The lines from the first line of the entries through the line containing "-954,6 +954,7 @@" are to be repeated exactly, with both of those lines included.

+++ Provided material

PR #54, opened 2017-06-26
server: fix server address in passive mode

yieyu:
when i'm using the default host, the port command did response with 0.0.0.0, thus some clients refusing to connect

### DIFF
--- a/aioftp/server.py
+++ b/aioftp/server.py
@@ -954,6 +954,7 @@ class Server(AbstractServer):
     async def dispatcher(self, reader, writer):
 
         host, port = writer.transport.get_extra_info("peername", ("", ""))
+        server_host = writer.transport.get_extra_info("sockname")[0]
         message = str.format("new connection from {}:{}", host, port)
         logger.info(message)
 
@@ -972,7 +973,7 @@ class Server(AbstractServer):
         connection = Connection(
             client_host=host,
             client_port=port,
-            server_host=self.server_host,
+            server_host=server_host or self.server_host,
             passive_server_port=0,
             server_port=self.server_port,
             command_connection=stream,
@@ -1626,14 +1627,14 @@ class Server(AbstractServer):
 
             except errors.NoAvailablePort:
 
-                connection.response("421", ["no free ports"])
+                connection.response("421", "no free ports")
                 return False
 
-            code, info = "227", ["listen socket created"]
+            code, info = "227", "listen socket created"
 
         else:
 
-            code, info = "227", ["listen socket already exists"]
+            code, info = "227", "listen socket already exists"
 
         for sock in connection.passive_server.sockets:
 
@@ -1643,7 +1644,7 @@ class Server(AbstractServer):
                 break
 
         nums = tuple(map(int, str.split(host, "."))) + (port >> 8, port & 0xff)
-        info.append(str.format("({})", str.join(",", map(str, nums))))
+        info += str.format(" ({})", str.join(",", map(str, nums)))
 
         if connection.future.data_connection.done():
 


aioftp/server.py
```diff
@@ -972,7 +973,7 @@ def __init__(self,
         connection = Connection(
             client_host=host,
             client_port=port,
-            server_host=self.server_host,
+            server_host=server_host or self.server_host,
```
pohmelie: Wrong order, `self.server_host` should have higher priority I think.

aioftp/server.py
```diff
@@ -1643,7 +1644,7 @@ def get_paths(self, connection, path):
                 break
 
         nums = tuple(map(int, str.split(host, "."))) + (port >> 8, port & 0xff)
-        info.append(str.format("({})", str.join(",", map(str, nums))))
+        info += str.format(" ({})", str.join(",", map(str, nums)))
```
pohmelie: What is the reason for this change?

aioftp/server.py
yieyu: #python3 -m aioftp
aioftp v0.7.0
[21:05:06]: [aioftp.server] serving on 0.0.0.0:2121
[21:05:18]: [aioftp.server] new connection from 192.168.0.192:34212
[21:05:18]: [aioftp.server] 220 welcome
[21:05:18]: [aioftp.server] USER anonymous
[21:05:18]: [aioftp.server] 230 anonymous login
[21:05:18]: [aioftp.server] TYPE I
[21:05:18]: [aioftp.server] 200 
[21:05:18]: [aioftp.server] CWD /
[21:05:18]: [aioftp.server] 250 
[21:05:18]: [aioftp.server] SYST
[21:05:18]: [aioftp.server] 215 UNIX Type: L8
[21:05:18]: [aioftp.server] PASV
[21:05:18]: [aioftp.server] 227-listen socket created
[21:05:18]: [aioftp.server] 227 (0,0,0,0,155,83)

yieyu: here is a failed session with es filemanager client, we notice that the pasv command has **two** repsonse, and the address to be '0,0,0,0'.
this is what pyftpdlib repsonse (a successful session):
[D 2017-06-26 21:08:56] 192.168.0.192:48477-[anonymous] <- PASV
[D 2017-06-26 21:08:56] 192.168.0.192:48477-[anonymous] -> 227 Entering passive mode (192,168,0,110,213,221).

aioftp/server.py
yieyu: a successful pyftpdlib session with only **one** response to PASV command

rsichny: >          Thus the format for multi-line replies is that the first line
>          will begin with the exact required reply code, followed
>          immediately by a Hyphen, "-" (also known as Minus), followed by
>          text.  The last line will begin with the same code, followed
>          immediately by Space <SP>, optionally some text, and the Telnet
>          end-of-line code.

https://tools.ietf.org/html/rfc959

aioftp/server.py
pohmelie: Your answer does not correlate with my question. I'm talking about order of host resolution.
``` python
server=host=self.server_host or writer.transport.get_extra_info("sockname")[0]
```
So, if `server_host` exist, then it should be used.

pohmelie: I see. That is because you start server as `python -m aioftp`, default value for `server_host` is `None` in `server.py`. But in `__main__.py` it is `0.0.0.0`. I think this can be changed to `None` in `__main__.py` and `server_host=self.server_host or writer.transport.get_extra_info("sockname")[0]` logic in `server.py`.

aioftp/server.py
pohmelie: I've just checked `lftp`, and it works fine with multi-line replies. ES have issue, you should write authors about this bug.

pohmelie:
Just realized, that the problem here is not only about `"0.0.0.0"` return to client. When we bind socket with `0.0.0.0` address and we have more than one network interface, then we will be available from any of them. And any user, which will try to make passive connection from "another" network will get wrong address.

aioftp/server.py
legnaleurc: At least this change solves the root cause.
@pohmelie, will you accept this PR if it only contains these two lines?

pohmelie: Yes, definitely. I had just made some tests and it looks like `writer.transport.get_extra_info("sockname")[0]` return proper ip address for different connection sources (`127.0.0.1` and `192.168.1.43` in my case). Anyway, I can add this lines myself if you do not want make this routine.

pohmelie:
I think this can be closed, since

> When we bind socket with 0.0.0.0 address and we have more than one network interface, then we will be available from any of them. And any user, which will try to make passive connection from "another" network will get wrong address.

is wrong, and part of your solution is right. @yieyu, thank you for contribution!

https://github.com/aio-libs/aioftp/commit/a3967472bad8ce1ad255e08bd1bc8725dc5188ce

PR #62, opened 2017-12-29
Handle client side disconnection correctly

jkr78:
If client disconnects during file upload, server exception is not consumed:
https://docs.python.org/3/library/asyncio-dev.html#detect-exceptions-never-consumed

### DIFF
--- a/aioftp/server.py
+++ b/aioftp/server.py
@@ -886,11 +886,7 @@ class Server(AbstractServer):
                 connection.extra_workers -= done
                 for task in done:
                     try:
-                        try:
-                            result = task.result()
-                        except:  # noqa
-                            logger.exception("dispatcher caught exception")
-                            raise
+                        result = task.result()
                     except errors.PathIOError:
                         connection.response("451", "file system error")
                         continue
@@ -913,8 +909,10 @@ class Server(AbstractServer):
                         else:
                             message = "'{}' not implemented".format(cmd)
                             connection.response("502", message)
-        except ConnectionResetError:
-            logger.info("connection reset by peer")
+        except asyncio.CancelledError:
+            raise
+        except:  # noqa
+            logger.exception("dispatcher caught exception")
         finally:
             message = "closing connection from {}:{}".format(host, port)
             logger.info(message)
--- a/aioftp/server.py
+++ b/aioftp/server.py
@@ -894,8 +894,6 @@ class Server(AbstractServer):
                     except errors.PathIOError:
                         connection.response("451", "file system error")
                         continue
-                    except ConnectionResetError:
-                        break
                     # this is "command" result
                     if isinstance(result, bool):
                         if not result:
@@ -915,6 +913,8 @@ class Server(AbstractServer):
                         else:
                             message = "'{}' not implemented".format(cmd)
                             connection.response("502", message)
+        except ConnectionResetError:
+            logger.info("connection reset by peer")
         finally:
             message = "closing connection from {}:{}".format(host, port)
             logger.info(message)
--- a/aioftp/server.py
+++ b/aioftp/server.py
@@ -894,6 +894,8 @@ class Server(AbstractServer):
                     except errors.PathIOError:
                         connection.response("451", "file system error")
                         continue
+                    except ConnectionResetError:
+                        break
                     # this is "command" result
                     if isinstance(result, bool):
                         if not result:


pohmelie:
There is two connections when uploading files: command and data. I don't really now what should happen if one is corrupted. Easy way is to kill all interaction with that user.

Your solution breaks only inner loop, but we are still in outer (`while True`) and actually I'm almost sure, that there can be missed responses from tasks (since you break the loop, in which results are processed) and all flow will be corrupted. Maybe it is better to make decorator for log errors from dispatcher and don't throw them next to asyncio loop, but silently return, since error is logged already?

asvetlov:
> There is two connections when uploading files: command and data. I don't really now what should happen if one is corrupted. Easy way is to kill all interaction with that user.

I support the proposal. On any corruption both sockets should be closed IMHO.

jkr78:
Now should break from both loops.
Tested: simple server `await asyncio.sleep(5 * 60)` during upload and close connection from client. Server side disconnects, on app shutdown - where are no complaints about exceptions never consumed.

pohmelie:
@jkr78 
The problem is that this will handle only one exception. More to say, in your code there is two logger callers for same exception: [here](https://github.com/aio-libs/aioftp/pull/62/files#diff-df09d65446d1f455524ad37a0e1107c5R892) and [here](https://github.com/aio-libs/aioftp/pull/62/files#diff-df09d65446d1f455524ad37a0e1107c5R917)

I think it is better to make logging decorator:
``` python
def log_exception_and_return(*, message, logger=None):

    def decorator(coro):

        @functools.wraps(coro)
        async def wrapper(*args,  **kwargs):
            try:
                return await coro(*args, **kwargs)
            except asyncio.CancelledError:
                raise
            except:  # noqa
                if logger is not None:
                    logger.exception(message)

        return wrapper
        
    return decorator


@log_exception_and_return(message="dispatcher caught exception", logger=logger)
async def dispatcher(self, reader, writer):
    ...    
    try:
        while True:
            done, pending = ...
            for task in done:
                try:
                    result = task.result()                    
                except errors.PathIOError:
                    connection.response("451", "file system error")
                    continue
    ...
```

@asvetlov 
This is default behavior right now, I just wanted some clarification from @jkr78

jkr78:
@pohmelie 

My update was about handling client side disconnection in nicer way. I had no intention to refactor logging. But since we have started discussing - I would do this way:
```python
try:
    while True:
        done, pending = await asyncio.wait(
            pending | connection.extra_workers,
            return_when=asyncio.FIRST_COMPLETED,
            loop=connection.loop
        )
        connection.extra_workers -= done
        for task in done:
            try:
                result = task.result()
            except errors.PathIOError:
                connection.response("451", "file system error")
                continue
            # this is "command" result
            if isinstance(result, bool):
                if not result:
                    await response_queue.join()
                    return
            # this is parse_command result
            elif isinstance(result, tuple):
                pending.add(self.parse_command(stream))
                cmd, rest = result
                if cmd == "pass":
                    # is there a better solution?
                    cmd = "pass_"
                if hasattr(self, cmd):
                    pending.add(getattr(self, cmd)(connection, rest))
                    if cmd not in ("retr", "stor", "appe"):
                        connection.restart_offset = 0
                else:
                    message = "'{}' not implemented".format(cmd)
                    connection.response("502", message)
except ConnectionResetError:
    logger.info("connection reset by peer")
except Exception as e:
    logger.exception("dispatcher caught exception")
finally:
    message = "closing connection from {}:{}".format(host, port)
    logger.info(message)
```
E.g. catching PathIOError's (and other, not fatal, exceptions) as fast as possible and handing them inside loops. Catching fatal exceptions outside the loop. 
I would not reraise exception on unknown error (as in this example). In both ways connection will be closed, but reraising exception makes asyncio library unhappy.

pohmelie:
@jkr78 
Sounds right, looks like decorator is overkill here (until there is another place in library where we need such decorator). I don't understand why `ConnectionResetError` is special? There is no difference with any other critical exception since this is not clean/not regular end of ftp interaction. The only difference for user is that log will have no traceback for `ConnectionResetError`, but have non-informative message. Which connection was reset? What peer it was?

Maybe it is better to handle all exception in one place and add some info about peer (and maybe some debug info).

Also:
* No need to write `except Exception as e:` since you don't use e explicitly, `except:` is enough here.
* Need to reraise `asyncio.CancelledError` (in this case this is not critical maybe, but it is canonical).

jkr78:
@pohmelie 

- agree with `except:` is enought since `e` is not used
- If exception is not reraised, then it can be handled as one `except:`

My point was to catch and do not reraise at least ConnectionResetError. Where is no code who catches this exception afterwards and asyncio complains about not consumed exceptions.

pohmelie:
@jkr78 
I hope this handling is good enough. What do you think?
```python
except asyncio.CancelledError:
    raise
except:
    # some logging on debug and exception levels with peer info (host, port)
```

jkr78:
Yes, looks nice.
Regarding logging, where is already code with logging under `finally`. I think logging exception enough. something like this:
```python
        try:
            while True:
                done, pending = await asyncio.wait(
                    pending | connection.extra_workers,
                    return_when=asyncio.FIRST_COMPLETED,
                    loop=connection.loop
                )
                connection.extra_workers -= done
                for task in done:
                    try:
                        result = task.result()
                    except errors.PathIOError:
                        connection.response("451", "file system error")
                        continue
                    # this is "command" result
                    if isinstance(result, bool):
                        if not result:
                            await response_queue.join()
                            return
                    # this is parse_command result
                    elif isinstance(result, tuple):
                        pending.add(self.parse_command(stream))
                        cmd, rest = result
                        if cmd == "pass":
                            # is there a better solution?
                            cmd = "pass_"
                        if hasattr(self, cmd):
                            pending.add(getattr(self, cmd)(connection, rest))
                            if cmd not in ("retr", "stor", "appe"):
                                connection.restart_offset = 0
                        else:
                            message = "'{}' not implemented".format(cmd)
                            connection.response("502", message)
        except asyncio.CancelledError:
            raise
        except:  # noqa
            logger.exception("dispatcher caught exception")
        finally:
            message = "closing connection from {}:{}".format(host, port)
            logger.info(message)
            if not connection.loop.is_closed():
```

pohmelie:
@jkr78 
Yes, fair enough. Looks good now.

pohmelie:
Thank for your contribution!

++++++

### Task solution:
PR #54, opened 2017-06-26
server: fix server address in passive mode

yieyu:
when i'm using the default host, the port command did response with 0.0.0.0, thus some clients refusing to connect

### DIFF
--- a/aioftp/server.py
+++ b/aioftp/server.py
@@ -954,6 +954,7 @@ class Server(AbstractServer):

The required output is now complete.